Como resultado, até 50% das mulheres adoecem por infecção e até 4% delas morrem.
O Governo Operário-Camponês levou em conta todo o mal (zlo) causado por esse fenômeno para o coletivo.
Nesse sentido, por meio do fortalecimento do sistema socialista e da campanha contra o aborto (agitatsii protiv abortov) entre as massas da população feminina de trabalhadoras, o Governo Operário-Camponês, na luta contra esse mal (boretsia s etim zlom), vem implementando amplamente os princípios da Proteção à Maternidade e à Infância, e prevê o desaparecimento progressivo (predvidit postepennoie ischeznovenie) desse fenômeno.
Todavia, enquanto os remanescentes morais do passado e as graves condições econômicas do presente ainda forçam parte das mulheres a decidir por realizar essa operação, objetivando proteger a saúde das mulheres dos interesses de predadores e de negociantes egoístas e ignorantes, e considerando que o método de repressão nesta área, absolutamente, não alcançou o seu objetivo, o Comissariado do Povo para a Saúde e o Comissariado do Povo para a Justiça decretam:
1. É admitida, de forma gratuita, a operação de interrupção artificial da gravidez nos ambientes hospitalares soviéticos, onde a sua execução será fornecida com a máxima garantia de que não causará danos.
2. É absolutamente proibida a execução desta operação por quem quer que seja, exceto por um médico.
3. A parteira ou a anciã responsável por executar essa operação perderá o seu direito de praticá-la e se submeterá ao Tribunal Popular.
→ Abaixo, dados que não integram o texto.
PR #3925, opened 2016-10-02
GHC 8.1 compatibility fixes.

ezyang:
It seems that GHC HEAD is now unable to infer the correct
type for "f . g" when g has a higher-rank type.  So eta-expand
all such occurrences to keep the build working.


ezyang:
GHC tracking bug: https://ghc.haskell.org/trac/ghc/ticket/12652

PR #3928, opened 2016-10-02
Fix reexported-modules display mangling.

ezyang:
sep allows for horizontal separation, which is absolutely
not what we want.  Use hcat instead.  Thanks @stepcut
for reporting.


23Skidoo:
Merged, thanks!

PR #3937, opened 2016-10-04
Make the initial '~/.cabal/config' comment more obvious.

23Skidoo:
Some new users think that the `-- Cabal library version: 1.25.0.0` string is a setting they should uncomment.


ezyang:
OK.

PR #3939, opened 2016-10-04
Lower library compatibility version to 1.25, since 1.25 is dev series…

ezyang:
… for 2.0.

Signed-off-by: Edward Z. Yang <ezyang@cs.stanford.edu>

PR #3940, opened 2016-10-04
Lower implicit setup-depends bound

bgamari:
As long as the tree contains Cabal-1.25 the implicit setup-depends bound
should be Cabal<1.25 to ensure that we don't attempt to build custom
Setup.hs's against the new Cabal, which is at this point thoroughly
incompatible with 1.24 and earlier.

This bound should likely be again lifted to Cabal<2.0 once the in-tree
Cabal version has been bumped to 2.0.


bgamari:
This is a duplicate of #3939.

4. O médico que, movido por interesses próprios e egoístas, executar a expulsão fetal em regime de prática privada, também será submetido ao Tribunal Popular.
Subscritores:
Comissariado do Povo para a Saúde – Nikolai Aleksandrovich Semashko
Comissariado do Povo para a Justiça – Dmitri Ivanovich Kurski
Publicado em 18 de novembro de 1920.
Tradução do original em russo feita por João Guilherme Alvares de Farias | Fonte: https://istmat.org/node/42778
Comentários por Wendy Goldman, em “Mulher, Estado e revolução”:
“Com esse decreto [que legalizava o aborto], a União Soviética tornou-se o primeiro país do mundo a dar a todas as mulheres a possibilidade legal e gratuita de interromper a gravidez. No entanto, apesar da enorme liberdade que o decreto concedia às mulheres, nunca reconheceu o aborto como um direito da mulher. O decreto afirmava claramente que o aborto era “um mal”, e que a legalização devia ser associada à “agitação contra o aborto entre as massas de mulheres trabalhadoras”. Semashko [Comissariado do Povo para a Saúde] sentiu a necessidade de salientar que o aborto não era uma questão de direito individual, já que tinha o potencial para diminuir a natalidade e ferir os interesses da sociedade e do Estado. Os oficiais dos Comissariados da Saúde e da Justiça acreditavam que, quando as mulheres tivessem acesso suficiente aos alimentos, habitação, cuidados com a criança e serviços médicos, elas não teriam mais a necessidade de abortar. O decreto, fortemente moldado pelas noções patriarcais da maternidade, mostrava pouca consciência dos limites que os filhos estabeleciam sobre a possibilidade das mulheres, mesmo sob as condições mais prósperas, de participarem da vida pública. A ideologia oficial recomendava clínicas de maternidade e creches como a principal solução do conflito entre o trabalho e a maternidade. (…)
Sob a lei soviética, o feto não era considerado uma pessoa com direitos. Uma mulher que abortasse em qualquer estágio de sua gravidez estaria isenta de processo. Em suma, a opinião prevalecente sobre o aborto se baseava em três princípios básicos fundamentais: em primeiro lugar, que a questão da pobreza levava as mulheres a procurar o aborto, e que uma melhora nas circunstâncias materiais eliminaria essa necessidade. Segundo, que a decisão de ter um filho não era pessoal, mas sim social; em terceiro lugar, que as necessidades reprodutivas da sociedade, em última análise, prevaleciam sobre os desejos individuais de uma mulher. As tendências libertárias tão evidentes nas discussões sobre casamento e divórcio nunca se estenderam para a questão da maternidade”.